I would lead the after dinner conversation to this historical account of life at that time.  I would need to hear from my fifth great-grandfather if this was a true accounting of his time.  Was he in search of a better life in this new country?  Or was it in part "wanderlust" that I feel runs in this side of my family?  As the incentives were not realized did he regret leaving his German homeland?  Did he see a good future in Russia despite all of this?  I would ask him to recount the actual trip from Wolfenhausen to Saratov along the Volga River where he settled. Was it smooth sailing?
I am told that for the first settlers life was near unbearable in Russia as no construction material or tools were ever brought to them that first year.  As the Russian winter approached many were forced to dig mud caves along the Volga riverbank for some protection.  Did he live in one of these abodes?  I would have him explain how through all this his faith grew stronger.  I would want to know about his wife and children.
Mostly I would let him know that his descendants thanked him for  his courage and sacrifice to take the chance to move to a new country.  I would let him know that he was not the only Krikau to move away from home in search of a better life in another country.
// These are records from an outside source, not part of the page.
PR #11444, opened 2026-08-04
proof(#11351): decodeFully to Success, completing the forward stack

dhsorens:
**Stacked on #11443.** Closes the model → guest direction end to end: from `decodeFully bytes = some (.list items)` with byte-string children, produce the guest's `Success` for whichever child index the model gives.

| lemma | role |
|---|---|
| `listPayload_chain_of_decodeFully` | inverts the whole-input decode into the two things `success_forward` wants — `StrictListPayload` for the outer header (short **and** long forms) and the offset-indexed `DecodeChain` for the children. The three byte-string prefix classes are refuted from the `.list` result constructor. |
| `success_of_decodeFully_list` | the capstone the header extractors consume; for `header_extract_number`, `index = 8` |

## Two things fell out while proving it

**1. `listPayload_chain_of_decodeFully` needs no no-overflow hypothesis.** I had carried `base.toNat + bytes.length < 2^64` on it by analogy with the item layer. The linter caught it as unused, and on inspection it genuinely is: neither `StrictListPayload` nor `DecodeChain` constrains addresses — only the later `rlpItemDecode` construction does. Dropped, rather than left in as a dead premise that would make the lemma look narrower than it is. Same for `hk` on the `takeBytes` helper.

**2. The `_decode_header` side needs no byte-string side condition either.** `success_forward` takes "every child is a byte string" as a hypothesis, and I expected to have to record it as a domain restriction on the row. It is already enforced by the port:

```lean
match items.mapM rlpBytes? with       -- Stateless.lean:78
| none => .error .headerDecodeError
| some bs => …
```

`rlpBytes?` sends `.list` to `none`, so `_decode_header = .ok h` **implies** it. The #11434 scope restriction therefore costs the header-extractor family nothing at all — a header containing a nested list is not a header as far as the port is concerned. Posted on #11351 with the citation.

## Non-vacuity

An `example` drives `c4 83 01 02 03` from `decodeFully` all the way to `Success`, with the model decode discharged by **`rfl`** — the decode is computed by the model, not assumed. That is a stronger check than the #11441 example, which hand-supplied the chain.

## Gates

`lake build` warning-free · `port-check` **PASS** (17 theorems, classical axioms only) · forbidden-tactics / layering / file-size **PASS**.

## Stack state

#11434 + #11441 are in batch #11442; #11443 and this PR sit on top. Once the batch lands I will retarget and rebase the remainder onto `main`.

## What remains for #11351

Only the machine side now: compose `success_of_decodeFully_list` with `rlpFieldToU64_flat_spec_within` (already `.proven`), wrap the 8-instruction `headerExtractNumber_prog`, and add the registry rows. The value bridge is definitional — `Result.success` yields `BitVec.ofNat 64 (Nat.fromBytesBE …)` and `SpecRef.bytesBEtoNat` is an `abbrev` for `EL.RLP.Nat.fromBytesBE`. Grading `.domainRestricted`, not `.agrees`, since the guest never checks header arity (23 current fork / 21 previous).

Refs #11351, #11345, #11346

### DIFF
--- a/EvmAsm/Codegen/Programs/Imports.lean
+++ b/EvmAsm/Codegen/Programs/Imports.lean
@@ -73,6 +73,7 @@ import EvmAsm.Codegen.Programs.TxTypeDispatchTop
 import EvmAsm.Codegen.Programs.TxTypeDispatchDischarge
 import EvmAsm.Codegen.Programs.RlpRead
 import EvmAsm.Codegen.Programs.BytesToNibblesBridge
+import EvmAsm.Codegen.Programs.RlpDecodeFullyForward
 import EvmAsm.Codegen.Programs.RlpListNthItemForward
 import EvmAsm.Codegen.Programs.RlpWalkDeterminism
 import EvmAsm.Codegen.Programs.RlpListNthItemCallSAsm
--- a/EvmAsm/Codegen/Programs/RlpDecodeFullyForward.lean
+++ b/EvmAsm/Codegen/Programs/RlpDecodeFullyForward.lean
@@ -1,0 +1,190 @@
+/-
+  EvmAsm.Codegen.Programs.RlpDecodeFullyForward
+
+  Top of the forward (model → guest) stack: from a whole-input model decode
+  `decodeFully bytes = some (.list items)`, produce the two ingredients
+  `success_forward` needs — the guest's `StrictListPayload` for the outer
+  header and the offset-indexed `DecodeChain` for its children.
+
+  Kept separate from `RlpListNthItemForward.lean` so the list-header inversion
+  (which reasons about `decodeFully`/`decodeListPayload`) does not enlarge the
+  child-composition module.
+
+  Children must be byte strings, inherited from `ItemDecodeForward`.  For the
+  header-extractor family that costs nothing and is in fact **free**:
+  `_decode_header` runs `items.mapM rlpBytes?`, and `rlpBytes?` sends `.list`
+  to `none`, so a successful header decode already implies it.
+-/
+
+import EvmAsm.Codegen.Programs.RlpListNthItemForward
+
+namespace EvmAsm.Codegen.RlpListNthItemSAsm
+
+open EvmAsm.Rv64 EvmAsm.Rv64.RLP EvmAsm.EL.RLP
+
+/-- A `takeBytes` that consumes the rest of a suffix pins the split point. -/
+private theorem takeBytes_all_of_nil {bytes : List Byte} {k n : Nat}
+    {payload : List Byte}
+    (h : takeBytes (bytes.drop k) n = some (payload, [])) :
+    n = bytes.length - k ∧ payload = bytes.drop k := by
+  obtain ⟨hcat, hlen⟩ := takeBytes_eq_some_imp h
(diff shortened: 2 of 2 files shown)


pirapira:

These two complete a four-PR stack (`faa4a2c01` #11434 → `19e14251a` #11441 → `1c4d6d04b` #11443 → `f3c9db66b` #11444), so
I reviewed them together and built the top, which builds all four.

## Verified

- `lake build EvmAsm.Codegen.Programs.RlpDecodeFullyForward` → **Built** (1036 jobs), including every `example` in the stack.
- `#print axioms`: `success_of_decodeFully_list` and `decodeItems_to_chain` → `[propext, Classical.choice, Quot.sound]`.
  Classical only, no `sorryAx`, and nothing in either diff matches `bv_decide`/`native_decide`.

## #11443 — `decodeItems → DecodeChain`

The converse of #11425's `decodeItems_of_chain`, which merged earlier today. So the chain predicate is now an
**iff in substance**: a decode chain composes to a `decodeItems` run, and a successful run decomposes back into one. That
matters more than either direction alone, because a consumer holding either shape can now reach the other, and the shared
residue lemmas (`decodeAux_bytes_residue`, `decodeAux_bytes_advance`) are what stop the two directions drifting into
subtly different notions of "advance".

`DecodeChain.le_of_bytes` is the small piece that makes the induction go: monotonicity of the offsets is exactly what the
composition direction assumed implicitly and the decomposition direction has to produce.

## #11444 — `decodeFully → Success`

The capstone: from a full model decode of a list, construct the guest's `Success` predicate. With
`listPayload_chain_of_decodeFully` bridging to the chain and `success_of_decodeFully_list` on top, the forward stack is
complete.

## What the stack now gives #11351

Both directions, end to end:

| direction | provided by |
|---|---|
| guest → model, item level | `WalkDecodeBridge` (in main) |
| guest → model, list composition | `decodeItems_of_chain` (#11425, merged) |
| model → guest, item level | #11434 |
| model → guest, `Success` constructor | #11441 |
| model → guest, list decomposition | #11443 |
| model → guest, `decodeFully` capstone | #11444 |

The header-extractor family needed the round trip; it now has it, and the remaining work on #11351 is **consuming** these
rather than proving more.

## Scope, consistently carried

Byte-string children throughout, with the same reason each time: the converse is false for nested lists, witnessed by
`c3 c2 81 00`, and every RLP field of a block header is a byte string. That counterexample has now been cited across
#11416, #11434, #11441 and this pair — four PRs agreeing on where the correspondence genuinely fails, which is what turns a
restriction into a documented boundary rather than four independent hedges.

## Note on the stack

Each PR is separately labelled and they must land in commit order; landing out of order simply resolves to the same tree,
since each carries its predecessors' commits. #11442 already batches #11434 + #11440 + #11441, so #11443 and #11444 follow
that batch.

pirapira:

pirapira:
Landed via #11447. Verified: commit `f3c9db66b` is an ancestor of `main` as of `42d3dfaa4` — closed rather than dropped. It went in as the child of #11443, merged base-then-child, completing the #11351 forward stack (header-number → success-forward → decodeitems-chain → decodefully-success).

I would let him know that I was a proud descendant of The Volga Germans from Russia.

Wendy






This is the Lutheran Church in Warrenburgh. This picture was owned by my grandmother Maria Krikau born in  Warrenburgh, Samara Province, Volga Valley, Russia on June 8, 1903. The picture was gifted to her nephew who paid for a researcher to follow the Krikau line back to Johann Georg Krikau.  This was the church in Russia where my grandmother was baptized. This was the same area that Johann Georg Krikau settled in some 200 years earlier.